PR #143, opened 2018-10-26
Add an SLA for gcp-ingestion

relud:
Phrasing is largely modeled after https://cloud.google.com/pubsub/sla

Thresholds were made up based on what I think is reasonable to achieve by the end of Q4.

Requesting review from data-platform before soliciting feedback from operations.

### DIFF
--- a/docs/sla.md
+++ b/docs/sla.md
@@ -1,20 +1,38 @@
+# Overview
+
+This document describes a prototype for how Downtime on GCP Ingestion will be
+measured and handled.
+
+<!-- START doctoc generated TOC please keep comment here to allow auto update -->
+<!-- DON'T EDIT THIS SECTION, INSTEAD RE-RUN doctoc TO UPDATE -->
+
+
+- [Disclaimer and Purpose](#disclaimer-and-purpose)
+- [Service Level Agreement (SLA)](#service-level-agreement-sla)
+  - [Service Level Objective](#service-level-objective)
+  - [Definitions](#definitions)
+  - [Exclusions](#exclusions)
+  - [Additional Information](#additional-information)
+
+<!-- END doctoc generated TOC please keep comment here to allow auto update -->
+
+# Disclaimer and Purpose
+
+**This agreement is intended solely for those directly running, writing, and
+managing GCP Ingestion. It is not an agreement, implicit or otherwise, with any
+other parties.** This agreement is a prototype that should be treated as a goal
+that will require adjustments.
+
+The purpose of this agreement is first and foremost to encourage behavior that
+reduces Downtime. The secondary purpose is to establish clear expectations for
+how to respond to Downtime and how much Downtime is considered acceptable.
+
 # Service Level Agreement (SLA)
 
 In production the Covered Service will provide a minimum Biweekly Uptime
 Percentage determined by the Service Level Objective (SLO). If the Covered
 Service does not meet the SLO then a Stability Work Period should be assigned
 to engineers supporting the Covered Service.
-
-<!-- START doctoc generated TOC please keep comment here to allow auto update -->
-<!-- DON'T EDIT THIS SECTION, INSTEAD RE-RUN doctoc TO UPDATE -->
-
-
-- [Service Level Objective](#service-level-objective)
-- [Definitions](#definitions)
-- [Exclusions](#exclusions)
-- [Additional Information](#additional-information)
-
-<!-- END doctoc generated TOC please keep comment here to allow auto update -->
 
 ## Service Level Objective
 
--- a/docs/sla.md
+++ b/docs/sla.md
@@ -1,0 +1,74 @@
+# Service Level Agreement (SLA)
+
+In production the Covered Service will provide a minimum Biweekly Uptime
+Percentage determined by the Service Level Objective (SLO). If the Covered
+Service does not meet the SLO then a Stability Work Period should be assigned
+to engineers supporting the Covered Service.
+
+<!-- START doctoc generated TOC please keep comment here to allow auto update -->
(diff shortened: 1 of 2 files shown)


relud:
cc @sunahsuh

docs/sla.md
```diff
@@ -0,0 +1,74 @@
...
+exceeds 1 hour for a batch sink job or 1 minute for a decoder or streaming sink
+job.
+
+**"Downtime Period"** means a period of 60 consecutive seconds of Downtime.
+Intermittent Downtime for a period of less than 60 consecutive seconds will not
+be counted towards any Downtime Periods.
+
+**"Biweekly Uptime Percentage"** means total number of minutes in two weeks,
+minus the number of minutes of Downtime suffered from all Downtime Periods in
+two weeks, divided by the total number of minutes in two weeks.
```
jklukas: Is this a rolling two weeks, or are we going to have some defined start date and end date for each biweekly period?

docs/sla.md
```diff
@@ -0,0 +1,74 @@
...
+
+**"Stability Work"** means work on preventing downtime while all other features
+and work are suspended.
+
+**"Stability Work Period"** means a period of time spent on Stability Work
+determined below.
+
+| Covered Service | Biweekly Uptime Percentage | Time spent on Stability Work |
```
jklukas: Is the "time spent" here referring to a team's time? Or to person-weeks of effort? So a promise of "3 months" of time spent could potentially be 3 engineers dedicated for 1 month?

docs/sla.md
relud: rolling period. i'll update this to say that.

docs/sla.md
relud: it's "time spent" as in a dedicated "3 months" window that applies to relevant people. so if it's three engineers, they're still dedicated for 3 months.

relud: also, it may be 3 months for one person, and another person assigned for review.

relud: Also, this is not intended to indicate that time can't be taken to task switch as a fatigue reducing measure. Just that this is the only assigned work for the period, and that it is the only work that should be deployed to production during the period.

relud:
> if we're going to merge this to the repo in the near term, I think there needs to be a disclaimer at the top that the contract here is currently aspirational.

this won't be merged unless operations and management agree to the terms, which I very much doubt will happen anywhere near quickly or without modification.

I think it would be very good to have a highlighted disclaimer indicating that this is a prototype SLA as an agreement between the developers/managers and themselves, and is not an agreement, implied or otherwise, with anyone outside that group. I think it would also be good to include something like a mission statement for the SLA, which in this case is primarily to respond to downtime with behavior that reduces future downtime and secondarily to establish internal expectations regarding downtime. I'll try to write something like that up and add it.

> We need to understand how we'll be measuring all the quantities here

for the server error and message age, I'm confident it will be available via stackdriver. I think that it's something operations will be in charge of measuring, and I chose the language there specifically based on what I thought would be reasonable to evaluate automatically.

I have no idea how we should represent the downtime due to misbehaving code. I chose effecting `at least 0.1%` of traffic, but now that I think about it what I was really trying to express was a discrepancy requiring backfill (as opposed to requiring modification of the spec). Downtime would be measured relative to the period that requires backfill, but that's actually a proxy for measuring how much the issue impacted or could have impacted external parties.

I think that misbehaving code will cause far longer downtime periods. I'm uncertain about how handle how that relates to the "Stability Work Period", because I don't think every beam job bug that goes unnoticed for more than 2 days should realistically result in dropping non-stability quarterly goals. On the other hand I feel like that would be very effective at minimizing back fills due to code here.

> who is accountable for confirming and enforcing the SLA

Stackdriver can monitor the non-code portion of the SLA and send out an email indicating a breach of SLA and the expected response. I expect we should be able to set up an integration between stackdriver and statuspage to make it more visible.

We would have a postmortem as normal, so for enforcement I expect that would include checking in to determine which engineers it would be most effective and appropriate to assign a "Stability Work Period" to minimize future downtime. I also expect this would implicitly include re-evaluating the documented length of the "Stability Work Period" if it is deemed inappropriately long or short.

> we should be extra careful about what we're messaging at this stage

Agreed, thorough and careful communication about this is vital to avoiding unintentional side-effects.

relud:
I said: 

> I have no idea how we should represent the downtime due to misbehaving code. I chose effecting `at least 0.1%` of traffic, but now that I think about it what I was really trying to express was a discrepancy requiring backfill (as opposed to requiring modification of the spec). Downtime would be measured relative to the period that requires backfill, but that's actually a proxy for measuring how much the issue impacted or could have impacted external parties.

I didn't change it though, because I'm having trouble finding wording that is concise and unambiguous.

relud:
@whd I'd like to invite you to review at this point. I'm specifically interested in your personal opinion on the document.

Afterward (still before merging) I'll schedule a meeting with relevant parties to discuss things like manager agreement and how this effects monitoring and alerting.

docs/sla.md
```diff
@@ -0,0 +1,95 @@
...
+| Covered Service | Biweekly Uptime Percentage |
+|-----------------|----------------------------|
+| ingestion-edge  | 99.99%                     |
+| ingestion-beam  | 99.5%                      |
+
+## Definitions
+
+**"Covered Service"** means ingestion-edge and ingestion-beam jobs.
+
+**"Downtime"** on ingestion-edge means for at least 0.1% of requests [the
```
whd: The spec was not "followed" is vague as to what is doing the following, and is potentially vague as to the meaning of "following".

relud:
this has some external issues, i'm going to close this pr for now, and keep the branch around for later use if needed.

*Task statement*. Filter the lines above, keeping and copying those that contain "total".

*Reply*.
+**"Biweekly Uptime Percentage"** means total number of minutes in two weeks,
+two weeks, divided by the total number of minutes in two weeks.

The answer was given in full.